Alas, the injury took a turn to the
worse and I was unable to walk at all by Thursday. I hobbled my way to the
volleyball court as there was volleyball class in the morning. I excused myself
from the session since I could barely walk, let alone perform other
“complicated” actions like squats and jumps. That could not go on and my
condition got so bad that I had to seek help from a friend to take me to the
office to get fetched to the hospital. It turned out that I had a soft tissue
injury which happened UNDER my skin. The doctors, who were in fact housemen,
actually checked through my injury and bandaged my knee. I could not believe my
eyes. The housemen actually checked through my injury while a qualified doctor
just dismissed me with some pills? I could just imagine the chaotic scene in
the medical world…
Worse was yet to come. I was not
allowed to carry out physical activities for a month and I need at least six
weeks to recuperate. A MONTH? I could not fathom myself being confined to the
chair or the bed for more than an hour a day, let alone being inactive for a
month! Oh hell no… Six weeks sounded like six centuries to me. Bye jogging and
HIITs, hello to troubling people to stress over my chores!

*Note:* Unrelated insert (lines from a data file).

PR #191, opened 2020-08-10
Implement binder and checker

bterlson:
This is a draft PR, I've backed out many changes and am now making sure I'm starting from a base that CI likes. I had to make significant changes to everything - with this PR, we are now shipping a native ESM package!


bterlson:
ESLint actually broke code with its autofix 😥 (I had declared a type Symbol and used it many places, autofix replaced all usages with `symbol`).

adl/.default-eslintrc.yaml
```diff
@@ -24,8 +24,7 @@ rules:
     - 'error'
```
bterlson, line 24: These are just formatting changes.

adl/language/compiler/program.ts
```diff
@@ -0,0 +1,205 @@
...
+        kind: 'decorator',
+        path,
+        name,
+      });
+    }
+  }
+}
+
+
+compile('./samples/petstore').catch((e) => console.error(e));
```
bterlson, line 206: Running this file always loads the petstore sample. This is fine for now, until CLI work happens.

bterlson:
Probably good for a first review. Obviously much work is left to do, but this serves as a base - you can update petstore.adl and the decorators and play around.

adl/language/compiler/types.ts
```diff
@@ -0,0 +1,80 @@
...
+  InterfacePropertyNode,
+  InterfaceStatementNode,
+  ModelPropertyNode,
+  Node,
+  NumericLiteralNode,
+  StringLiteralNode,
+  TupleExpressionNode
+} from './parser';
+
+export interface Type {
```
nguerrera, line 13: I like these in their own file. I think it would be good to put the syntax nodes in a file separate from the parser implementation too. (No need to do that as part of this PR, though.)

adl/language/compiler/types.ts
```diff
@@ -0,0 +1,80 @@
...
+  node: Node;
+}
+
+export interface ModelType extends Type {
+  kind: 'Model';
```
nguerrera, line 18: Should we use an enum here for consistency with the syntax nodes?

adl/language/samples/petstore/decorators.js
```diff
@@ -0,0 +1,12 @@
+// pretend I just typed this file from scratch... and saved it
```
nguerrera, line 1: nice job remembering the relative path to decorators.js :)

adl/language/samples/petstore/openapi.js
```diff
@@ -0,0 +1,310 @@
+// @ts-check
```
nguerrera, line 1: I think this is the first pure JS file of any substance I've ever reviewed. 😊

I assume it's not worth the ceremony right now to be compiling the samples from TS?

FWIW, @azure-tools/openapi would be helpful here, it has typings for openapi v2 and v3, and is what is used for importing openapi to the prior language prototype. It started in this repo and was extracted.

adl/language/compiler/parser.ts
```diff
@@ -459,7 +459,7 @@ export function parse(code: string) {
   }
 
   function error(msg: string) {
-    throw new Error(`[${scaner.position.line}, ${scaner.position.character}] ${msg}`);
+    throw new Error(`[${scaner.position.line + 1}, ${scaner.position.character + 1}] ${msg}`);
```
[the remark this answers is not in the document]
bterlson: This is just temporary, eventually `error` will create diagnostics rather than throw. The reduntant throw isn't exactly redundant, though - its to hint to TypeScript's control flow-based checker that error() results in an exception. Without it, you would need an unreachable return to satisfy the compiler.

adl/language/compiler/types.ts
bterlson: Can you say more about which types you want in which files?

My plan was to move AST node types into types.ts too (along with Kind, SyntaxKind, etc.).

adl/language/compiler/types.ts
bterlson: IMO no, because these objects are part of the object model and exposed to decorators, it needs to be more ergonomic to check what kind of node you have.

adl/language/samples/petstore/openapi.js
bterlson: Nice, thanks for the pointer!

And yeah we'll want TS eventually, but for now JS is far easier.

adl/language/compiler/types.ts
nguerrera: All in types.ts works. I could also imagine the syntax and symbol models in separate files. No strong opinion here. :)

nguerrera: Basically anything where I can review the shapes of nodes separately from implementation.

adl/language/compiler/parser.ts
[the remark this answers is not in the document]
nguerrera: >Without it, you would need an unreachable return to satisfy the compiler.

Does returning `never` not also solve that?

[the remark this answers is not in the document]
bterlson: ah, sure, you could have `return error()` instead of `throw error()` yes.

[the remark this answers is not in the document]
nguerrera: Do you need the return?

never

bterlson:
Rebased on master. Go CI!!

PR #196, opened 2020-08-17
Parse spread, make interface parameters model bodies, and implement binding/checking for templates

bterlson:
This PR introduces new syntax (spread properties for models, and interface members -> model expression bodies) and type checking for the previously introduced template types (doesn't yet support `model foo<a> =` form).

Syntax wise, we add a spread operator `...`, which is a way to combine object models together (identical to `&`, but possibly more convenient). Second, we make parameter lists model expression bodies. Combined, we can abstract common parameters using the following syntax:

```ts
model ETagHeaders {
  @description("Used to perform an operation only if the targeted resource's etag matches the value provided.")
  @header ifMatch?: string;

  @description("Used to perform an operation only if the targeted resource's etag does not match the value provided.")
  @header ifNoneMatch?: string;
}

model SyncTokenHeader {
  @description("Used to guarantee real-time consistency between requests.")
  @header syncToken?: string,
}

model ServiceParameters {
  @path endpoint: string;
  @query apiVersion: string;
}

@resource('/kv')
interface KeysResource(... ServiceParameters) {

  @description("Gets a single key-value.")
  @operationId("GetKeyValue")
  read(
    ... ETagHeaders,
    ... SyncTokenHeader,
    
    // an additional param unique to this endpoint
    @description("The key of the key-value to retrieve.")
    @path key: string,
  ): KeyValue;
}
```


bterlson:
I am loving interface parameters less and less.

adl/language/compiler/parser.ts
```diff
@@ -74,11 +74,14 @@ export function parse(code: string) {
     const pos = tokenPos();
     parseExpected(Kind.InterfaceKeyword);
     const id = parseIdentifier();
-    let parameters: Array<Types.InterfaceParameterNode> = [];
+    let parameters: Array<Types.ModelPropertyNode | Types.ModelSpreadPropertyNode> = [];
```
nguerrera, line 77: Not sure if it's worth it, but this union appears in enough places to maybe have an alias.

bterlson: If there's a third I'd say move to a union 😀

bterlson:
Somehow didn't notice the checker breakage. I'll get to this tomorrow.

bterlson:
This is moved to draft as these changes are now quantumly entangled with generics.

bterlson:
So at this point I think the branch is worth checking out and playing with. Most things in the appconfig sample work, and you can use the new built-in decorator `@inspectType` to dump the type of anything. A trick to dump the type of any type expression is to use `model =`:

```
@inspectType
model test = <whatever>
```

bterlson:
At this point I'm working on getting the decorators working again for openapi generation. I'd say these changes are good to go @nguerrera.

adl/language/lib/decorators.js
```diff
@@ -0,0 +1,14 @@
+const desc = new Map();
```
nguerrera, line 1: I'm getting an IDE warning from eslint due to this being a .js file. We should probably exclude this from config.

adl/language/compiler/parser.ts
```diff
@@ -584,3 +613,86 @@ export function parse(code: string) {
     return false;
   }
 }
+
+type NodeCb<T> =  (c: Types.Node) => T;
```
nguerrera, line 617: I am guessing "CB" is callback? Is that a pervasive acronym in these parts?

bterlson: In my experience yes but I'm happy to rename it to be more clear.

nguerrera: Up to you. I would probably have spelled out callback, but that could be my .NET bias.

bterlson:
I'll fix up that name but I'm going to merge for now.

PR #197, opened 2020-08-18
Skip comments in parser

nguerrera:
Working next on more sophistication to actually retrieve the comments and so forth, but this is a small precursor to at least unblock the use of comments by simply skipping them in the parser.

Also made dumpAST in tests convert numeric SyntaxKind to string so that it is easier to eyeball.

### DIFF
--- a/adl/language/test/test-parser.ts
+++ b/adl/language/test/test-parser.ts
@@ -1,4 +1,5 @@
 import { parse } from '../compiler/parser.js';
+import { SyntaxKind } from '../compiler/types.js';
 
 describe('syntax', () => {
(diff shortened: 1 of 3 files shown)


adl/language/test/test-parser.ts
```diff
@@ -167,7 +182,10 @@ function parseEach(cases: Array<string>) {
 }
 
 function dumpAST(astNode: any) {
-  console.log(JSON.stringify(astNode, null, 4));
+  const replacer = function(this: any, key: string, value: any) {
```
bterlson, line 185: very nice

This is LIBERATING! I don't know if I can ever do something like her though... (Image from Google) |
Yes, I was even given a medical
leave from 3 July 2014 to 10 July 2014. I could get another week off for my
injury, but one week of troubling my friends over homework and missing lectures
was beyond my level of patience. I need to study and my friends have their
lives too.
POST INJURY
It had
been almost five months since my injury. During my injury, thanks to my
immobility, I gained about 10 kilograms within two months. Of course, it took
more than two months to lose them all and I am still working on it. My clothes were literally wrapping me like a dumpling. It was torturing and humiliating indeed as I walked around, with people laughing behind my back. "Oh she's gained weight!" "Oh she's too fat to have a boyfriend!" What matters more, though, was the MONETARY FACTOR. If I eventually became too fat for my clothes, I would have to empty my pockets on new but ugly clothes, get mom to sew new skirts (which is like adding salt to wounds as she was already busy and unwell), and may have to see the doctor more. Now THIS is the ultimate insult!
That was
not the major focus, however. This injury taught me to be grateful and treasure
my possessions, be it my wellbeing, material possessions, or the people around
me. In this case, my knees and legs are very precious. A hurt knee proved to be
a huge handicap because knees support movements; thus when one is injured,
locomotion becomes difficult. Imagine being able to only move around by
dragging my bottoms or walking with crutches… it was very inconvenient. I
salute those who are handicapped but living strong; I realized that I need to
respect my body and do not take it for granted. As much as I love to learn new
tricks, I need to take baby steps. Rome is not built in a day.
Without
my family and friends, I may have to be hospitalized and give up exercising
forever. That SUCKS. The doctor told me that had I delayed my treatment any
later, I would need to go under the knife. That translates to-no more strenuous
exercises in the future and more troubling for the people around me! I was
grateful that there are people who care and provide support when needed... my parents,
classmates (albeit some bad hats), friends from Tzu-Chi society, lecturers…
Remember,
be grateful and count your blessings, and treasure them by making the most use
out of them and use them as tools towards achieving your dreams. As for
learning, learning takes time, so be patient and persevere! Lastly, remember
that no man is an island.
And
yes, I will NEVER give up in learning handstands. Maybe I should work on my
core strength first, which was only so-so.